Sawyer se dirigió al acantilado, esperando encontrar a Ana-Lucía hablando con Eko, pero lo que vio le dejó boquiabierto, la joven policía y el padre Eko se besaban con pasión sentados sobre unas rocas.

Por primera vez en su vida, Sawyer sintió la traición de una mujer, a pesar de que ni siquiera eran pareja. Tenía que solucionar aquello y conseguir a Ana-Lucía a cualquier precio.

En el mismo instante pero en el otro lado de la isla, Jack caminaba contento, pensando en su amada Kate, cuando también fue testigo de algo sorprendente, Kate y Desmond hablaban animadamente, pero él cada vez se acercaba más a ella, hasta que literalmente le saltó encima y la besó apasionadamente durante unos momentos.

- Qué crees que estás haciendo Desmond?.

- Kate, llevo tres años sin tener relaciones con ninguna mujer.

- Eso no es excusa para saltarme encima, por qué no te lanzas sobre Penny?

- Porque su papá no…

- Espera, no me cuentes más, su papá deja que os caséis….ya conozco la historia, bueno, a mi no me metas en tus follones. Yo me voy Desmond.

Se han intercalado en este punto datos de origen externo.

PR #470, opened 2026-03-30
fix: Devstral/Mistral tool calling broken by empty tool_call_end marker

### LINKED ISSUE #464: Devstral 2 small tool calling issue
Hi! Not sure if this is a bug or I am just dumb and doing something wrong, but I have a next issue. When prompting Devstral to do any code analysis using Vibe CLI, I am getting the first response and then the model just stops. All other subsequent responses are coming with this error.

2026-03-29 11:49:15,896 - omlx.server - WARNING - [-] - POST /v1/chat/completions → 400: Chat template error: Assistant message must have a string or a list of chunks in content or a list of tool calls.

Image

I tried Claude code as well, and while it has a similar issue (stops after the first prompt), I don't see the same error in the log.
Here is the only message that i see for claude
2026-03-29 12:24:45,709 - omlx.engine.vlm - INFO - [-] - [vlm_stream_generate] GeneratorExit for request ed31ddc9-9ddf-44af-af6c-b7c88724a857
2026-03-29 12:24:59,813 - omlx.engine.vlm - INFO - [-] - [vlm_stream_generate] GeneratorExit for request 8ae47e1c-0bf8-44ce-b2f6-bdd02189581f

It does work in LM Studio, albeit not out of the box. I modified Jinja to make sure it won't fail on some of the tools’ calls.  

I tried to restore the original chat_template and tried a few different fixed versions, but no luck with it.

Here is the model that is being used https://huggingface.co/mlx-community/Devstral-Small-2-24B-Instruct-2512-4bit

TipKnuckle:
## Summary

Fixes Devstral (and any Mistral model with `tool_call_end=""`) tool calling being completely broken — tool calls produce silent empty responses, and subsequent turns crash with a 400 template error.

Closes #464

## Root Cause

Two bugs, same origin — Devstral's tool calling format uses a **one-sided marker** (`tool_call_start="[TOOL_CALLS]"`, `tool_call_end=""`). The model outputs `[TOOL_CALLS]name[ARGS]{...}` with no closing marker.

**Bug 1 — `parse_tool_calls()` silent failure:**  
The condition `tool_call_end is not None` passes (empty string ≠ None), then the regex `r'\[TOOL_CALLS\](.*?)'` with non-greedy `(.*?)` and empty end anchor captures **zero characters every time**. The parser fails silently (exception swallowed), no tool calls are ever extracted. Meanwhile `ToolCallStreamFilter` correctly suppresses the raw markup from content, so the response has `content=None, tool_calls=None` — a silent empty response.

**Bug 2 — Void assistant messages crash strict chat templates:**  
The empty response from Bug 1 gets echoed back by the client as `{"role": "assistant", "content": null}` with no `tool_calls`. Devstral's Jinja chat template explicitly rejects assistant messages with empty content AND no tool_calls with `raise_exception()`.

## Changes

- **`omlx/api/tool_calling.py`**: When `tool_call_end` is falsy, split on the start marker with `re.split()` and parse each segment individually, instead of the broken start/end regex pair. Each segment is passed to the model's native `tool_parser` one at a time (it handles one call per invocation).

- **`omlx/api/utils.py`**: Added `_drop_void_assistant_messages()` — filters out assistant messages with no content AND no tool_calls before template rendering. Wired into all three extract functions (`extract_text_content`, `extract_multimodal_content`, `extract_harmony_messages`).

## Why this is safe for other models

- **Bug 1 fix**: Gated by `if tool_call_end:` / `else:`. Models with paired markers (e.g. `<tool_call>...</tool_call>`) have truthy `tool_call_end` and take the existing path unchanged. Only models with empty/falsy `tool_call_end` (Mistral/Devstral) take the new path.

- **Bug 2 fix**: Only drops assistant messages where content is empty/None AND there are no tool_calls. These are semantically empty no-op messages. The OpenAI API itself doesn't allow them. Dropping them is strictly better than crashing on strict templates, and harmless on lenient ones.

## Tests

- 5 new tests in `TestParseToolCallsEmptyEndMarker`: content parsing, text cleaning, multiple tool calls, parser failure handling, native parser invocation
- 7 new tests in `TestDropVoidAssistantMessages`: void message dropping, content/tool_call preservation, role filtering, integration with `extract_text_content`
- Updated `test_none_content` to reflect new void-dropping behavior
- All 225 tests in the modified files pass; integration and streaming tests unaffected

### DIFF
--- a/omlx/api/tool_calling.py
+++ b/omlx/api/tool_calling.py
@@ -50,7 +50,7 @@ def _parse_xml_tool_calls(text: str) -> Tuple[str, Optional[List[ToolCall]]]:
         Tuple of (cleaned_text, tool_calls or None)
     """
     tool_calls = []
-    pattern = r'<tool_call>(.*?)</tool_call>'
+    pattern = r"<tool_call>(.*?)</tool_call>"
     matches = re.findall(pattern, text, re.DOTALL)
 
     for match in matches:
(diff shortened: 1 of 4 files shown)


jundot:
merged manually with conflict resolution and a fix for the drop_void/merge_consecutive ordering.

the original PR applied _drop_void_assistant_messages after _merge_consecutive_roles, which could leave consecutive same-role messages unmerged (e.g. [user, user] after dropping a void assistant between them). swapped the order so drop runs first, then merge catches any newly-adjacent same-role messages.

added 2 tests for the ordering fix. all 233 tests pass.

commit 6d5877b preserves your authorship. thanks for the thorough root cause analysis and fix!

jundot:
merged manually in 6d5877b because the branch had conflicts with main. your authorship is preserved on the commit.

i also fixed the ordering of `_drop_void_assistant_messages` — the original ran it after `_merge_consecutive_roles`, which could leave unmerged consecutive users when a void assistant between them gets dropped. swapped the order so drop runs first, merge runs after. added 2 tests for that.

tested with Devstral-2-123B-Instruct-2512-4bit, tool calling and void assistant recovery both work. thanks for the fix!

Issue #489, opened 2026-03-31
Audio endpoints (/audio/speech, /audio/transcriptions, /audio/process)    do not resolve model aliases


haokaiyang:
**Describe the bug**
  
  /v1/audio/speech, /v1/audio/transcriptions, and /v1/audio/process
  endpoints do not resolve model aliases before looking up the engine. If
  a user sets a model_alias (e.g. qwen3-tts) for a local TTS model,
  the request fails with a 404 even though the alias is correctly
  configured.

**To Reproduce**
   1. Set a model_alias (e.g. qwen3-tts) for a local TTS model via
      the admin panel
   2. Send a request to /v1/audio/speech with "model": "qwen3-tts"
   3. See error: "Model 'qwen3-tts' not found. Available: Qwen3-TTS-12Hz-1.7B-xxx"

**Expected behavior**
The audio endpoints should resolve model aliases to their actual model
  IDs (directory names), consistent with how LLM/chat endpoints behave. A
  request with an aliased model name should succeed and route to the
  correct engine.

**Screenshots**

**Desktop (please complete the following information):**
 - OS: macOS
 - Version v0.3.0

**Smartphone (please complete the following information):**

**Additional context**

XDGH0624:
stream support pls

kuanjames:
Is this why the voice keeps changing on Qwen3-tts?

A different voice appears after each punctuation.

ethannortharc:
This was an oversight in the audio routes — they call `pool.get_engine()` directly with the request model ID without
resolving aliases first, unlike the LLM/chat endpoints which go through `resolve_model_id()`.

Submitted a fix in #525 that adds alias resolution to all three audio endpoints (`/v1/audio/speech`, `/v1/audio/transcriptions`, `/v1/audio/process`).

PR #490, opened 2026-03-31
fix(audio): resolve model alias lookup for STT/TTS/STS endpoints

haokaiyang:
- Fixes audio endpoints not resolving model aliases before loading engines.
- Adds alias resolution in:
      - /v1/audio/transcriptions
      - /v1/audio/speech
      - /v1/audio/process
- Introduces _get_settings_manager() for lazy access to server settings (keeps import pattern consistent with _get_engine_pool).
- Uses local model variable in TTS route instead of mutating request.model, improving handler-side consistency and reducing side effects.

### DIFF
--- a/omlx/api/audio_routes.py
+++ b/omlx/api/audio_routes.py
@@ -52,6 +52,17 @@ def _get_engine_pool():
     return pool
 
 
+def _get_settings_manager():
+    """Return the active SettingsManager from server state.
+
+    Imported lazily to avoid a circular import at module load time.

Pero Jack únicamente pudo ver el beso y no escuchó nada de la conversación. A pesar de los celos y la rabia, ahora estaba completamente decidido a conquistar a Kate.

Un rato después, Jack y Sawyer se encontraron en la playa, frente a frente, como si se tratara de un duelo. Mientras se miraban, Sayid se les acercó.

- Eh!. Vosotros dos, Os vais a pelear y no me habéis avisado?

- Cállate Sayid, es qué siempre tienes que estar metido en todos las peleas? Respondió Sawyer.

- Estoy aburrido.

- Pues búscate a alguien que te entretenga.

- Vale!. Replicó Sayid.

Ambos siguieron a Sayid con la mirada. Caminaba decidido hacia Shannon, que durante todo el día no había soltado el libro que tenía entre las manos. Sin pensárselo dos veces, Jack y Sawyer se colocaron tras unas palmeras para escuchar al soldado.

- Hola.

- Hola. Replicó Shannon levantando la vista hacia Sayid.

- Te he traído un regalo.

- Por qué?.

- Por ser tan guapa.

- Sólo por eso? Las demás también son guapas.

- Pero tú hablas francés.

- Y cómo sabes tu eso?

- Se te nota en la cara.

- Eh!

- Oye, mira lo que te he traído. No tenía papel para envolverlo pero aún así se que te gustará.

- Oh!. Unos zapatos. Gracias…supongo….Por cierto, tú no serás un fetichista de esos.

- Fetichista?. Yo? Que va! Yo soy un torturador egocéntrico y egoísta, que sólo piensa en sexo y que además está obsesionado compulsivamente con encontrar a un mujer desde hace siete años, pero fetichista, jamás.

Jack y Sawyer miraban y escuchaban atentamente a la pareja.

- Y ahora por qué lloras Jack?

- Porque…snif….porque mi vocación frustrada es ser torturadooooooorrrrrr.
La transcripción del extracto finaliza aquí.